■ Your instructions
Your answer should be every line from the records that contains "would".

═══ Data provided ═══

PR #4610, opened 2025-05-18
v3.2: Support summary alongside every description

### LINKED ISSUE #1591: Suggestion for new 'summary' field on 'response' object
I sometimes need to write a lengthy explanation for a specific `response` (possibly with lists and other formatted text). AFAIK `description` is the only field for this, but a lengthy description here doesn't look too good in most documentation renderers I've tried (e.g. Swagger UI, ReDoc). In those tools, `response.description` seems to be intended to be kept short, almost as a "heading" for the response.

I've posted an example with a screenshot on https://github.com/Rebilly/ReDoc/issues/500.

It would be great to have a `summary` field on the `response` object, so that renderers can use this as a summary for the response, allowing `description` to be used for a lengthier explanation where needed.

handrews:
_**NOTE:** For this PR, if everyone reacts with "yeah let's do this!" then we should put it in 3.2.  If it's controversial, I'm fine with bumping it for further consideration.  I spent about 10 minutes on this PR, which was faster than asking anyone if I should do it._

Fixes #1591.

This adds a `summary` field to every Object that has a `description` field but did not already have `summary`.  As @LasneF noted in the linked issue, it makes sense for us to be consistent with these fields.

### DIFF
--- a/src/oas.md
+++ b/src/oas.md
@@ -469,7 +469,8 @@ An object representing a Server.
 | Field Name | Type | Description |
 | ---- | :----: | ---- |
 | <a name="server-url"></a>url | `string` | **REQUIRED**. A URL to the target host. This URL supports Server Variables and MAY be relative, to indicate that the host location is relative to the location where the document containing the Server Object is being served. Query and fragment MUST NOT be part of this URL. Variable substitutions will be made when a variable is named in `{`braces`}`. |
-| <a name="server-description"></a>description | `string` | An optional string describing the host designated by the URL. [CommonMark syntax](https://spec.commonmark.org/) MAY be used for rich text representation. |
+| <a name="server-summary"></a>summary | `string` | A short summary of the purpose of the server. |
+| <a name="server-description"></a>description | `string` | A longer description of the host designated by the URL. [CommonMark syntax](https://spec.commonmark.org/) MAY be used for rich text representation. |
 | <a name="server-name"></a>name | `string` | An optional unique string to refer to the host designated by the URL. |
 | <a name="server-variables"></a>variables | Map[`string`, [Server Variable Object](#server-variable-object)] | A map between a variable name and its value. The value is used for substitution in the server's URL template. |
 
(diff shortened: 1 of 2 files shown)


miqui (approved):
@handrews >> if everyone reacts with "yeah let's do this!" then we should put it in 3.2

+1 for this and IMHO should not be controversial itself.  I believe this makes the overall spec more consistent.

ralfhandl (approved):

lornajane:
I don't think this makes sense in every context, honestly, people don't use one field for words, so I don't think the users need two (parameters are a particular bald patch). However we already made this change for tags, and I think for security schemes, servers and responses it does make sense partly because those are often displayed in a condensed, pick-one format, which is where the summary fields are most needed.

handrews:
@lornajane my sense from the issue is that

1. It definitely makes sense for more places than we had it in 3.1
2. It is the lowest-effort sort of field to support
3. It's easier to just be consistent than to debate every possible location in detail (example:  You did not include 
4. Consistency in the data structure allows consistency in UIs and other handling

That said, whatever the TSC decides on this is fine with me.  I'm not interested in debating this Object by Object so if you and others want to I'll leave you to it.  I think this comment covers everything I have to say on this one.

lornajane:
My personal opinion is that if we're not prepared to consider this object-by-object, we should not merge this as-is, but instead revisit when we're ready to look at it all in detail.

miqui:
> honestly, people don't use one field for words,

@lornajane Not sure what you mean by this?  On more than one occasion, I have had tech writers (involved in API gov initiatives yay!!) share that summary and description are both essential components in technical documentation, (and more so when the API is to be eventually mature to be a product on its own). 

I don't in anyway presume to be a tech writer, but at least to me their point made a lot of sense.

I would rather use a summary attribute than to leverage the new name attribute in the server object, for example.

lornajane:
@miqui Sorry, let me try to make my point a bit more clearly. As a specific example, most parameter fields have very minimal descriptions, such as "The ID of the user". There usually isn't a need to write a great deal for each individual field in a request or response - although with description fields of course people can write as much or as little as needed so they work for organisations that write more, and those who write less. I'd say the same for links objects, server variables, external docs too. I also do see quite a bit of confusion on the difference between summary and description - many tools only use one or other where both are described the the specification.

By adding summary _everywhere_, we are making a change that I expect to be ignored by vendors and users alike, which devalues the value of the specification.

When proposing new fields it's common to first use the `x-` extension to see if it gets much adoption. We added `summary` for tags already, partly because there's a very widely used `x-tag-name` extension that the majority of tools support and the need was clear. A very unscientific search shows that `x-summary` does seem to get used, but only for `info` and for `responses` as the original ticket requested.

As it is written, I don't think this change should be accepted (although I'd happily support adding the summary field for responses which can require detailed explanation and are displayed in list form in many contexts). I'll close the PR but we can re-open it if someone feels strongly that this current form is the correct one.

═══

■ Written answer
It would be great to have a `summary` field on the `response` object, so that renderers can use this as a summary for the response, allowing `description` to be used for a lengthier explanation where needed.
I would rather use a summary attribute than to leverage the new name attribute in the server object, for example.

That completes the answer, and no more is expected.